Hi friends! Thanks so much for your patience during this break. It was so nice having some time to read for fun, and catch a breath after a busy semester. I’m very excited to jump back into poetry reviews, and I’m in great company with Crawlspace by Nikki Wallschlaeger. Before I start though, I wanted to inform my readers that NPP is going to start doing bi-monthly reviews, rather than the weekly reviews I’ve been doing. The reviews will still post on Sunday, but writing them twice a month rather than four times a month will give me a chance to focus more on interviews. After today’s review of Crawlspace by Wallschlaeger, I’ll be posting the next one on Sunday, June 18. So, reviews will always be posted on the first Sunday of the month, and the penultimate Sunday of the month. Thanks for your understanding during this transition.
During the blog’s break, I spent some time with Crawlspace, which was just released by Bloof Books this past May.
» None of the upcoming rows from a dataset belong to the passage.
PR #4085, opened 2019-08-14
Implement isEmpty and truncate for temp_block - Closes #3776

### LINKED ISSUE #3776: Implement functionality for removing blocks stored in temp table
### Expected behavior
Should be able to remove blocks stored in temp table and implement a check to see if the table is present/holds records.

`feature/improve-bft`

michielmulders:
### What was the problem?
Need functionality for truncating the `temp_block` table and checking if the table is`isEmpty`. 

### How did I solve it?
Added functionality in `temp_block` entity in `chain` and added relevant integration tests.
[Related PR](https://github.com/LiskHQ/lisk-sdk/pull/4019/files).

### How to manually test it?
Run `npm run jest:integration -- test/jest/integration/specs/modules/chain/components/storage/entities/block_temp.spec.js`

### Review checklist

- [x] The PR resolves #3776 
- [x] All new code is covered with ~unit tests~ integration tests

### DIFF
--- a/framework/src/modules/chain/components/storage/entities/temp_block.js
+++ b/framework/src/modules/chain/components/storage/entities/temp_block.js
@@ -220,7 +220,7 @@ class TempBlock extends BaseEntity {
 	isEmpty(tx = null) {
 		return this.adapter
 			.executeFile(this.SQLs.isEmpty, {}, {}, tx)
-			.then(result => (result[0] ? result[0].bool : true));
+			.then(([result]) => (result ? result.bool : true));
 	}
 }
 
--- a/framework/src/modules/chain/components/storage/entities/temp_block.js
+++ b/framework/src/modules/chain/components/storage/entities/temp_block.js
@@ -219,8 +219,8 @@ class TempBlock extends BaseEntity {
 	 */
 	isEmpty(tx = null) {
 		return this.adapter
-			.executeFile(this.SQLs.isEmpty, {}, { expectedResultCount: 1 }, tx)
-			.then(result => result.bool);
+			.executeFile(this.SQLs.isEmpty, {}, {}, tx)
+			.then(result => (result[0] ? result[0].bool : true));
 	}
 }
 
--- a/framework/src/modules/chain/components/storage/entities/temp_block.js
+++ b/framework/src/modules/chain/components/storage/entities/temp_block.js
@@ -28,6 +28,8 @@ const sqlFiles = {
 	create: 'temp_block/create.sql',
 	delete: 'temp_block/delete.sql',
 	get: 'temp_block/get.sql',
+	truncate: 'temp_block/truncate.sql',
+	isEmpty: 'temp_block/isEmpty.sql',
 };
 
 /**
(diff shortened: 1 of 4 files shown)


framework/test/jest/integration/specs/modules/chain/components/storage/entities/block_temp.spec.js
```diff
@@ -234,4 +234,20 @@ describe('TempBlock', () => {
 			await expect(TempBlockEntity.delete({ height })).resolves.toBeNull();
 		});
 	});
+
+	describe('truncate', () => {
+		it('should truncate all rows from table', async () => {
```
shuse2: don't we need a setup for this?

framework/test/jest/integration/specs/modules/chain/components/storage/entities/block_temp.spec.js
```diff
@@ -234,4 +234,20 @@ describe('TempBlock', () => {
...
+			await TempBlockEntity.truncate();
+
+			expect(await TempBlockEntity.get()).toEqual([]);
+		});
+	});
+
+	describe('count', () => {
```
shuse2: description is wrong

framework/test/jest/integration/specs/modules/chain/components/storage/entities/block_temp.spec.js
```diff
@@ -234,4 +234,20 @@ describe('TempBlock', () => {
...
+		it('should count all rows in table', async () => {
```
shuse2: same as above

framework/test/jest/integration/specs/modules/chain/components/storage/entities/block_temp.spec.js
```diff
@@ -234,4 +234,20 @@ describe('TempBlock', () => {
...
+			const isEmpty = await TempBlockEntity.isEmpty();
+
+			expect(isEmpty).toEqual(false); // Row 1 and Row 2
```
shuse2: it should check both existing case and non-existing case

framework/test/jest/integration/specs/modules/chain/components/storage/entities/block_temp.spec.js
michielmulders: Before every test, a table gets created with two transactions in. Should be good! :)

framework/src/modules/chain/components/storage/entities/temp_block.js
```diff
@@ -193,6 +195,33 @@ class TempBlock extends BaseEntity {
...
+	/**
+	 * Check if table is empty (true)
+	 *
+	 * @param {Object} [tx]
+	 * @returns {Promise.<boolean, Error>}
+	 */
+	isEmpty(tx = null) {
+		return this.adapter
+			.executeFile(this.SQLs.isEmpty, {}, {}, tx)
+			.then(([result]) => (result ? result.bool : true));
```
SargeKhan: In case there are empty rows returned from the database, the result will be undefined which is falsy so the function will return true. Also, in the case when query returns non-empty rows, the value of result will be false hence the function will still return true. Hence, I am unsure when `([result]) => (result ? result.bool : true)` will return `result.bool`, and what actually is `result.bool`?
The tests seem to be correct, but  I am stiill confused by how it works :D

framework/src/modules/chain/components/storage/sql/temp_block/truncate.sql
```diff
@@ -0,0 +1,22 @@
...
+ */
+
+/*
+  DESCRIPTION: Clear table temp_block
+  ONLY makes sure that only this table gets truncated
+
+  PARAMETERS: none
+*/
+
+TRUNCATE TABLE ONLY temp_block
```
SargeKhan: What does `ONLY` mean here?

lsilvs: > If ONLY is specified before the table name, only that table is truncated. If ONLY is not specified, the table and all its descendant tables (if any) are truncated.

framework/src/modules/chain/components/storage/entities/temp_block.js
michielmulders: I'm not sure what you mean with empty rows here?

When the table contains rows, it will return `false`. 
When there are no rows, no result is returned (that's why I removed `expectedResultCount` as it can be 0 or 1). 

So, if it contains rows -> return `false`.
No rows, result is undefined -> return `true`.

The `result.bool` comes from pgpromise as I'm only returning a bool as a result, it appends it under the `bool` property.

SargeKhan: By empty, I meant no rows. I was confused how value of the query result is assigned to result.bool property, but now I understand. Thanks for the explanation!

Bloof Books consistently publishes some of my favorite work, and Wallschlaeger’s book is no different. As with The Sonnets by Sandra Simonds (also published by Bloof Books), Crawlspace is written as a collection of 14-line poems that call back to the sonnet form. Each poem (55 total) acts as a disruption of the status quo. Our speaker occupies the spaces that oppress people of color, specifically women, and then attempts to rattle these territories through a series of poems that challenge and disturb. Within these poems, rules are established, albeit ironically: “You can only play with squirt guns / in the backyard never the front yard” (sonnet 29, lines 10-11). The language is surprising, and the poems oftentimes interrupt themselves, revealing a level of chaos within the speaker’s mind and the text.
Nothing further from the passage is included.